I came back to the UK in 1995, just before I turned 30 – still more or less broke, and looking for a challenge. The logic in leaving Hong Kong was that I didn’t want to end up a big fish in a small pond. I also had some girl trouble, to be honest. Long story. Back in the UK, I got work on the Sunday Telegraph Magazine for a couple of years, and then moved to the FT newspaper. The FT were kind enough to send me back out to Asia, as a stringer in their Delhi office. To be frank, I didn’t much enjoy Delhi or my job and I quit in 2001 just after 9/11 to go up to report on the war in Afghanistan.
I was in Pakistan and Afghanistan for about four months, getting work as a freelance reporter as best I could – but it was hellishly dangerous for such a small financial reward. My colleagues were regularly being killed, some captured and tortured to death. And as a freelance I had no back-up and no resources. I remember coming back from a 16-hour day reporting on the battle of Tora Bora in December 2001 and working out that I’d made £70 for my efforts – filing a piece for The Independent newspaper – during a day in which I’d been shot at with machine guns and nearly hit by mortar fire.
In 2002, I came back to the UK, once again broke and rather directionless.
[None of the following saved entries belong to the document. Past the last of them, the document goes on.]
PR #2968, opened 2025-02-18
Add llama as a new magit dependency

pasja:
Since
https://github.com/magit/magit/commit/0a649821007e643ab8c13e770e2a2e10b0389bc4 llama is used in magit, this PR adds it and set it as a magit dependency


alexott (approved):

alexott:
thank you

PR #3012, opened 2026-05-27
Fix el-get-bundle-parse-name

npostavs:
Fixes #3010.

@yewton @alexott I don't suppose either of you remember why you added `(setq s (car spec))` to `el-get-bundle-parse-name`?

(I ended up removing `s` altogether because I think it's just adding noise.)


yewton:
@npostavs I didn't write that part, so it's just a guess, but I suspect `s` was accidentally left in the let binding, and `(setq s (car spec))` was added later as an ad-hoc fix just to silence an unused variable warning.

​I agree it's just adding noise, so removing it completely makes perfect sense to me!

alexott (approved):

I sat down and actually made a life plan – good wheeze this, IMHO – I took a job at The Times as a sub-editor on the Saturday section Body & Soul, a nice, easy 10am-6pm job on a rather girly health section, but with the great advantage that nobody was trying to kill me. I decided to become a historical novelist, which I realised is what I’d always wanted to be. It took me six years at The Times to get my shit together, writing very early in the mornings and at weekends, but in spring 2008, I got a publishing contract for two Robin Hood novels, which allowed me to resign from the paper and write books full time.
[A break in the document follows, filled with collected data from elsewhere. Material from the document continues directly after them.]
PR #3018, opened 2026-06-03
Drop old emacs pre 24.5

npostavs:
Even 24.5 is quite ancient now, but it looks like most of our backwards compatibility code was handling differences in 24.3 package.el vs 24.4, so requiring 24.5 already allows dropping just about all the hacks.


npostavs:
Ah, looks like 28.3 wasn't ever fully released? (https://www.gnu.org/savannah-checkouts/gnu/emacs/history.html does not list it). At any rate https://github.com/purcell/setup-emacs/ doesn't have it.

It’s not all plane sailing, this novel-writing lark, and there have been some alarming financial ups and downs, but I have never been happier. I’m finally doing what I want to with my life. I got married in 2005, I now have two lovely children, and I spend all day at home in a ramshackle old house in rural Kent, in my garden shed-office making up adventure stories. What could possibly be better than that?